The Critiqor dashboard is a local web application (critiqor-core-engine) started by critiqor finalize (or critiqor dashboard) using bun or npm. It reads diagnosis.json files from your runs/ directory and serves them at http://127.0.0.1:<port>.No cloud account, no internet connection, and no remote upload are required. The dashboard only displays precomputed data from your local diagnosis.json — it does not re-compute trust scores, failure causes, causal graphs, or cost analysis.Dashboard sections include: Overview, Diagnosis, Cost, Evidence (full trace + tool outputs + causal graph), Why It Happened, Benchmarks, and Trust & Privacy.

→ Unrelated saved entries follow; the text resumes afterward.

PR #7946, opened 2020-08-31
Tpetra: Convert deep_copy to 3-arg and add temporary comments.

MicheldeMessieres:
Note: This PR passed on white's Pascal node with CUDA_LAUNCH_BLOCKING off. However it needs further review. Specifically any deep_copy which potentially has HostSpace on one side and CudaSpace or CudaUVMSpace on the other side can be a failure point since nothing will be protecting access to the host data after the async deep_copy.

Since the tests are all passing it's likely that many of these are fine but the logic of each needs to be checked. 

The PR also adds some comments to identify the kind of deep_copy:
```
DEVICE - means CudaSpace, CudaUVMSpace, or HostSpace - depends on the setup
HOSTMIRROR - means CudaUVMSpace or HostSpace - depending on what was mirrored.
HOST - always means HostSpace
```

@trilinos/tpetra

### DIFF
--- a/packages/tpetra/core/src/Tpetra_BlockCrsMatrix_def.hpp
+++ b/packages/tpetra/core/src/Tpetra_BlockCrsMatrix_def.hpp
@@ -681,6 +681,8 @@ public:
     localError_ (new bool (false)),
     errs_ (new Teuchos::RCP<std::ostringstream> ()) // ptr to a null ptr
   {
+    using execution_space = typename Node::execution_space;
+
     TEUCHOS_TEST_FOR_EXCEPTION(
       ! graph_.isSorted (), std::invalid_argument, "Tpetra::"
       "BlockCrsMatrix constructor: The input CrsGraph does not have sorted "
@@ -715,7 +717,9 @@ public:
 
       row_map_type ptr_d = graph.getLocalGraph ().row_map;
       nc_host_row_map_type ptr_h_nc = Kokkos::create_mirror_view (ptr_d);
-      Kokkos::deep_copy (ptr_h_nc, ptr_d);
+
+      // DEEP_COPY REVIEW - DEVICE-TO-HOSTMIRROR
+      Kokkos::deep_copy (execution_space(), ptr_h_nc, ptr_d);
       ptrHost_ = ptr_h_nc;
     }
     {
@@ -724,7 +728,8 @@ public:
 
       entries_type ind_d = graph.getLocalGraph ().entries;
       nc_host_entries_type ind_h_nc = Kokkos::create_mirror_view (ind_d);
-      Kokkos::deep_copy (ind_h_nc, ind_d);
+      // DEEP_COPY REVIEW - DEVICE-TO-HOSTMIRROR
+      Kokkos::deep_copy (execution_space(), ind_h_nc, ind_d);
       indHost_ = ind_h_nc;
     }
 
@@ -751,6 +756,8 @@ public:
     localError_ (new bool (false)),
     errs_ (new Teuchos::RCP<std::ostringstream> ()) // ptr to a null ptr
   {
+    using execution_space = typename Node::execution_space;
+
     TEUCHOS_TEST_FOR_EXCEPTION(
       ! graph_.isSorted (), std::invalid_argument, "Tpetra::"
       "BlockCrsMatrix constructor: The input CrsGraph does not have sorted "
@@ -781,7 +788,8 @@ public:
 
       row_map_type ptr_d = graph.getLocalGraph ().row_map;
       nc_host_row_map_type ptr_h_nc = Kokkos::create_mirror_view (ptr_d);
-      Kokkos::deep_copy (ptr_h_nc, ptr_d);
+      // DEEP_COPY REVIEW - DEVICE-TO-HOSTMIRROR
+      Kokkos::deep_copy (execution_space(), ptr_h_nc, ptr_d);
       ptrHost_ = ptr_h_nc;
     }
     {
@@ -790,7 +798,8 @@ public:
 
       entries_type ind_d = graph.getLocalGraph ().entries;
       nc_host_entries_type ind_h_nc = Kokkos::create_mirror_view (ind_d);
-      Kokkos::deep_copy (ind_h_nc, ind_d);
+      // DEEP_COPY REVIEW - DEVICE-TO-HOSTMIRROR
+      Kokkos::deep_copy (execution_space(), ind_h_nc, ind_d);
       indHost_ = ind_h_nc;
     }
 
@@ -968,6 +977,7 @@ public:
          prefix << "The matrix's values need sync on both device and host.");
 #endif // HAVE_TPETRA_DEBUG
       this->modify_host ();
+      // DEEP_COPY REVIEW - NOT TESTED
       Kokkos::deep_copy (getValuesHost (), alpha);
     }
     else {
@@ -976,7 +986,9 @@ public:
       // device.  Also, prefer modifying on device if neither side is
       // marked as modified.
       this->modify_device ();
-      Kokkos::deep_copy (this->getValuesDevice (), alpha);
+      // DEEP_COPY REVIEW - VALUE-TO-DEVICE
+      using execution_space = typename device_type::execution_space;
+      Kokkos::deep_copy (execution_space(), this->getValuesDevice (), alpha);
     }
   }
 
@@ -3755,7 +3767,9 @@ public:
 
     // The code below works on host, so use a host View.
     auto diagOffsetsHost = Kokkos::create_mirror_view (diagOffsets);
-    Kokkos::deep_copy (diagOffsetsHost, diagOffsets);
+    // DEEP_COPY REVIEW - DEVICE-TO-HOSTMIRROR
+    using execution_space = typename device_type::execution_space;
+    Kokkos::deep_copy (execution_space(), diagOffsetsHost, diagOffsets);
     // We're filling diag on host for now.
     diag.template modify<typename decltype (diagOffsetsHost)::memory_space> ();
 
--- a/packages/tpetra/core/src/Tpetra_BlockMultiVector_def.hpp
+++ b/packages/tpetra/core/src/Tpetra_BlockMultiVector_def.hpp
@@ -305,7 +305,9 @@ replaceLocalValuesImpl (const LO localRowIndex,
   auto X_dst = getLocalBlock (localRowIndex, colIndex);
   typename const_little_vec_type::HostMirror::const_type X_src (reinterpret_cast<const impl_scalar_type*> (vals),
                                                                 getBlockSize ());
-  Kokkos::deep_copy (X_dst, X_src);
+  // DEEP_COPY REVIEW - HOSTMIRROR-TO-DEVICE
+  using execution_space = typename device_type::execution_space;
+  Kokkos::deep_copy (execution_space(), X_dst, X_src);
 }
 
 
--- a/packages/tpetra/core/src/Tpetra_CrsGraph_def.hpp
+++ b/packages/tpetra/core/src/Tpetra_CrsGraph_def.hpp
@@ -382,7 +382,9 @@ namespace Tpetra {
     in_view_type numAllocPerRowIn (numEntPerRow.getRawPtr (), lclNumRows);
     nc_view_type numAllocPerRowOut ("Tpetra::CrsGraph::numAllocPerRow",
                                     lclNumRows);
-    Kokkos::deep_copy (numAllocPerRowOut, numAllocPerRowIn);
+    // DEEP_COPY REVIEW - HOST-TO-HOSTMIRROR
+    using execution_space = typename nc_view_type::execution_space;
+    Kokkos::deep_copy (execution_space(), numAllocPerRowOut, numAllocPerRowIn);
     k_numAllocPerRow_ = numAllocPerRowOut;
 
     resumeFill (params);
@@ -518,7 +520,9 @@ namespace Tpetra {
     in_view_type numAllocPerRowIn (numEntPerRow.getRawPtr (), lclNumRows);
     nc_view_type numAllocPerRowOut ("Tpetra::CrsGraph::numAllocPerRow",
                                     lclNumRows);
-    Kokkos::deep_copy (numAllocPerRowOut, numAllocPerRowIn);
+    // DEEP_COPY REVIEW - HOST-TO-HOSTMIRROR
+    using execution_space = typename nc_view_type::execution_space;
+    Kokkos::deep_copy (execution_space(), numAllocPerRowOut, numAllocPerRowIn);
     k_numAllocPerRow_ = numAllocPerRowOut;
 
     resumeFill (params);
@@ -1249,7 +1253,10 @@ namespace Tpetra {
         std::cerr << os.str();
       }
       row_ent_type numRowEnt (ViewAllocateWithoutInitializing (label), numRows);
-      Kokkos::deep_copy (numRowEnt, static_cast<size_t> (0)); // fill w/ 0s
+      // DEEP_COPY REVIEW - VALUE-TO-HOSTMIRROR
+      using execution_space = typename device_type::execution_space;
+      Kokkos::deep_copy (execution_space(), numRowEnt, static_cast<size_t> (0)); // fill w/ 0s
+      Kokkos::fence(); // TODO: Need to understand downstream failure points and move this fence.
       this->k_numRowEntries_ = numRowEnt; // "commit" our allocation
     }
 
@@ -2380,7 +2387,8 @@ namespace Tpetra {
       // of create_mirror_view might actually be a new allocation.
       // This helps with debugging when there are two memory spaces.
       typename row_map_type::HostMirror ptr_h = create_mirror_view (k_rowPtrs_);
-      Kokkos::deep_copy (ptr_h, k_rowPtrs_);
+      // DEEP_COPY REVIEW - DEVICE-TO-HOSTMIRROR
+      Kokkos::deep_copy (execution_space(), ptr_h, k_rowPtrs_);
       if (debug_) {
         TEUCHOS_TEST_FOR_EXCEPTION
           (ptr_h.extent (0) != k_rowPtrs_.extent (0), std::logic_error,
@@ -2404,6 +2412,7 @@ namespace Tpetra {
       ret_view_type ptr_d (ViewAllocateWithoutInitializing ("ptr"), size);
       ::Tpetra::Details::copyOffsets (ptr_d, k_rowPtrs_);
       typename ret_view_type::HostMirror ptr_h = create_mirror_view (ptr_d);
+      // DEEP_COPY REVIEW - NOT TESTED
       Kokkos::deep_copy (ptr_h, ptr_d);
       ptr_st = Kokkos::Compat::persistingView (ptr_h);
     }
@@ -2420,6 +2429,7 @@ namespace Tpetra {
 
     // If size_t == row_offset_type, return a persisting host view of
     // k_rowPtrs_.  Otherwise, return a size_t host copy of k_rowPtrs_.
+    Kokkos::fence(); // Make sure unfenced 3-arg deep_copy is done before using result of persistingView
     ArrayRCP<const size_t> retval =
       Kokkos::Impl::if_c<same,
         ArrayRCP<const row_offset_type>,
@@ -3011,7 +3021,10 @@ namespace Tpetra {
       // an assignment of View<row_offset_type*, ...> to View<size_t*,
       // ...> unless size_t == row_offset_type.
       input_view_type ptr_decoy (rowPointers.getRawPtr (), size); // never used
-      Kokkos::deep_copy (Kokkos::Impl::if_c<same,
+      // DEEP_COPY REVIEW - HOST-TO-DEVICE
+      using execution_space = typename device_type::execution_space;
+      Kokkos::deep_copy (execution_space(),
+                         Kokkos::Impl::if_c<same,
                            nc_row_map_type,
                            input_view_type>::select (ptr_rot, ptr_decoy),
                          ptr_in);
@@ -3032,6 +3045,7 @@ namespace Tpetra {
         // execution space would avoid the double copy.
         //
         View<size_t*, layout_type ,execution_space > ptr_st ("Tpetra::CrsGraph::ptr", size);
+        // DEEP_COPY REVIEW - NOT TESTED
         Kokkos::deep_copy (ptr_st, ptr_in);
         // Copy on device (casting from size_t to row_offset_type,
         // with bounds checking if necessary) to ptr_rot.  This
@@ -5135,7 +5149,9 @@ namespace Tpetra {
     row_ptrs_type row_ptrs_beg(
       view_alloc("row_ptrs_beg", WithoutInitializing),
       k_rowPtrs_.extent(0));
-    Kokkos::deep_copy(row_ptrs_beg, k_rowPtrs_);
+
+    // DEEP_COPY REVIEW - DEVICE-TO-DEVICE
+    Kokkos::deep_copy(execution_space(), row_ptrs_beg, k_rowPtrs_);
 
     const size_t N = row_ptrs_beg.extent(0) == 0 ? size_t(0) :
       size_t(row_ptrs_beg.extent(0) - 1);
@@ -5148,6 +5164,9 @@ namespace Tpetra {
       view_alloc("row_ptrs_end", WithoutInitializing), N);
 
     const bool refill_num_row_entries = k_numRowEntries_.extent(0) != 0;
+
+    execution_space().fence(); // we need above deep_copy to be done
+
     if (refill_num_row_entries) { // Case 1: Unpacked storage
       // We can't assume correct *this capture until C++17, and it's
       // likely more efficient just to capture what we need anyway.
@@ -5701,6 +5720,7 @@ namespace Tpetra {
         Kokkos::MemoryUnmanaged> exports_a_h (exports_a.getRawPtr (), newSize);
       exports.clear_sync_state ();
       exports.modify_host ();
+      // DEEP_COPY REVIEW - NOT TESTED
       Kokkos::deep_copy (exports.view_host (), exports_a_h);
     }
     // packCrsGraphNew requires a valid localGraph.
@@ -6609,7 +6629,7 @@ namespace Tpetra {
           }
         } // whether lclColInd is a valid local column index
       } // for each local row
-
+      // DEEP_COPY REVIEW - NOT TESTED
       Kokkos::deep_copy (offsets, offsets_h);
     } // whether the graph is fill complete
 
@@ -6746,6 +6766,7 @@ namespace Tpetra {
       copyBackIfNeeded (const host_offsets_type& hostOffsets,
                         const device_offsets_type& deviceOffsets)
       {
+        // DEEP_COPY REVIEW - NOT TESTED
         Kokkos::deep_copy (hostOffsets, deviceOffsets);
       }
     };
@@ -7633,8 +7654,12 @@ namespace Tpetra {
     {
       typename local_graph_type::row_map_type::const_type::HostMirror k_rowPtrs_host_this = Kokkos::create_mirror_view(this->k_rowPtrs_);
       typename local_graph_type::row_map_type::const_type::HostMirror k_rowPtrs_host_graph= Kokkos::create_mirror_view(graph.k_rowPtrs_);
-      Kokkos::deep_copy(k_rowPtrs_host_this, this->k_rowPtrs_);
-      Kokkos::deep_copy(k_rowPtrs_host_graph, graph.k_rowPtrs_);
+
+      // DEEP_COPY REVIEW - DEVICE-TO-HOSTMIRROR
+      Kokkos::deep_copy(execution_space(), k_rowPtrs_host_this, this->k_rowPtrs_);
+      // DEEP_COPY REVIEW - DEVICE-TO-HOSTMIRROR
+      Kokkos::deep_copy(execution_space(), k_rowPtrs_host_graph, graph.k_rowPtrs_);
+      Kokkos::fence(); // UVM below
       for(size_t i=0; output && i<k_rowPtrs_host_this.extent(0); i++)
         output = k_rowPtrs_host_this(i) == k_rowPtrs_host_graph(i) ? output : false;
     }
@@ -7645,8 +7670,11 @@ namespace Tpetra {
     {
       typename local_graph_type::entries_type::non_const_type::HostMirror k_lclInds1D_host_this = Kokkos::create_mirror_view(this->k_lclInds1D_);
       typename local_graph_type::entries_type::non_const_type::HostMirror k_lclInds1D_host_graph= Kokkos::create_mirror_view(graph.k_lclInds1D_);
-      Kokkos::deep_copy(k_lclInds1D_host_this, this->k_lclInds1D_);
-      Kokkos::deep_copy(k_lclInds1D_host_graph, graph.k_lclInds1D_);
+      // DEEP_COPY REVIEW - DEVICE-TO-HOSTMIRROR
+      Kokkos::deep_copy(execution_space(), k_lclInds1D_host_this, this->k_lclInds1D_);
+      // DEEP_COPY REVIEW - DEVICE-TO-HOSTMIRROR
+      Kokkos::deep_copy(execution_space(), k_lclInds1D_host_graph, graph.k_lclInds1D_);
+      Kokkos::fence(); // UVM below
       for(size_t i=0; output && i < k_lclInds1D_host_this.extent(0); i++)
         output = k_lclInds1D_host_this(i) == k_lclInds1D_host_graph(i) ? output : false;
     }
@@ -7657,8 +7685,11 @@ namespace Tpetra {
     {
       typename t_GlobalOrdinal_1D::HostMirror k_gblInds1D_host_this  = Kokkos::create_mirror_view(this->k_gblInds1D_);
       typename t_GlobalOrdinal_1D::HostMirror k_gblInds1D_host_graph = Kokkos::create_mirror_view(graph.k_gblInds1D_);
+      // DEEP_COPY REVIEW - NOT TESTED
       Kokkos::deep_copy(k_gblInds1D_host_this, this->k_gblInds1D_);
+      // DEEP_COPY REVIEW - NOT TESTED
       Kokkos::deep_copy(k_gblInds1D_host_graph, graph.k_gblInds1D_);
+      Kokkos::fence(); // UVM below
       for(size_t i=0; output && i<k_gblInds1D_host_this.extent(0); i++)
         output = k_gblInds1D_host_this(i) == k_gblInds1D_host_graph(i) ? output : false;
     }
@@ -7675,8 +7706,11 @@ namespace Tpetra {
     {
       typename local_graph_type::row_map_type::HostMirror lclGraph_rowmap_host_this  = Kokkos::create_mirror_view(this->lclGraph_.row_map);
       typename local_graph_type::row_map_type::HostMirror lclGraph_rowmap_host_graph = Kokkos::create_mirror_view(graph.lclGraph_.row_map);
-      Kokkos::deep_copy(lclGraph_rowmap_host_this, this->lclGraph_.row_map);
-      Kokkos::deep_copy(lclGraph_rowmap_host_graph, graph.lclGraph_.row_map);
PR #7964, opened 2020-09-02
Tpetra: Fix initialize tests for Pascal node on ride/white

MicheldeMessieres:
@kddevin @csiefer2 I'd like to get the test suite all passing on white for the Pascal node with CUDA_LAUNCH_BLOCKING=0. The last thing remaining is to fix these Tpetra initialization tests. The first thing to resolve is that some don't pass on Pascal nodes for white, unrelated to the CUDA_LAUNCH_BLOCKING=0 issue.

The issue is that MPI is not setup before Kokkos::initialize in some cases.
I have been fixing other tests which have the same problem.

This PR is a working solution where I added a GlobalMPISession before the Kokkos::initialize. But then the GlobalMPISession is the part that actually calls MPI_Finalize, not say Tpetra:ScopeGuard.

I'm not sure we want to make changes like this though. Perhaps some of these tests have patterns which we don't really want to support anyways. Or perhaps we want to find a way so Kokkos can be 'updated' even if MPI inits after the Kokkos::initialize call. I hope this PR can be a discussion starter for this.

I also don't fully understand the underlying issue here. In Tpetra copyConvert.cpp we have this comment and code:
```
  // Initialize MPI (if enabled) before initializing Kokkos.  This
  // lets MPI control things like pinning processes to sockets.
  Teuchos::GlobalMPISession mpiSession (&argc, &argv);
  Kokkos::initialize (argc, argv);
```
So that I presume is why these are segfaulting when they are not setup in the right order. I could spend time to look into those details further.

@trilinos/tpetra 

## Motivation

Get the initialization tpetra tests to work on white's Pascal nodes.

## Testing

Cuda white pascal unit tests for tpetra

### DIFF
--- a/packages/tpetra/core/test/Core/ScopeGuard_tpetra_inits_mpi_user_inits_kokkos.cpp
+++ b/packages/tpetra/core/test/Core/ScopeGuard_tpetra_inits_mpi_user_inits_kokkos.cpp
@@ -89,6 +89,10 @@ void testMain (bool& success, int argc, char* argv[])
       "before Kokkos::initialize was called." << endl;
     return;
   }
+
+  { // GlobalMPISession is in local scope so we can check MPI_Finalize
+
+  Teuchos::GlobalMPISession mpiSession(&argc, &argv); // before Kokkos::initialize
   Kokkos::initialize (argc, argv);
   if (! Kokkos::is_initialized ()) {
     success = false;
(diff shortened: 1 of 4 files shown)


csiefer2 (approved):
As per the Kokkos team, initializing MPI first is a "best practice:"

How do I publish a new release?

Bump the version number in pyproject.toml
Add an entry to CHANGELOG.md describing the changes
Build the package:
```
python -m build
```
Upload to PyPI:
```
pip install twine
twine upload dist/*
```

See the Contributing guide for the full development workflow.

How do I contribute?

Clone the repository:

git clone https://github.com/web3curtis/Critiqor.git
cd Critiqor

Install in editable mode:
```
pip install -e .
```
Run the tests to confirm everything works:
```
python -m pytest tests/
```
Make your changes on a feature branch and open a pull request on GitHub.

See the Contributing guide for full details on the workflow, CI matrix, commit conventions, and contribution guidelines.

Which frameworks are supported today vs planned?

Today: OpenClaw only. Critiqor provides a full bundled plugin, CLI integration (critiqor monitor openclaw), and local dashboard support for OpenClaw agents.Planned: Claude Code, Hermes, and other frameworks including LangChain, CrewAI, and AutoGen are on the roadmap but not yet available.Note: the Python core already includes a CritiqorTracer that can auto-detect and attach to LangGraph, CrewAI, OpenAI Agents SDK, PydanticAI, AutoGen, and Mastra via their event hook interfaces. The CLI-based monitor/finalize/dashboard workflow is OpenClaw-specific today.See the Integrations Roadmap for more detail.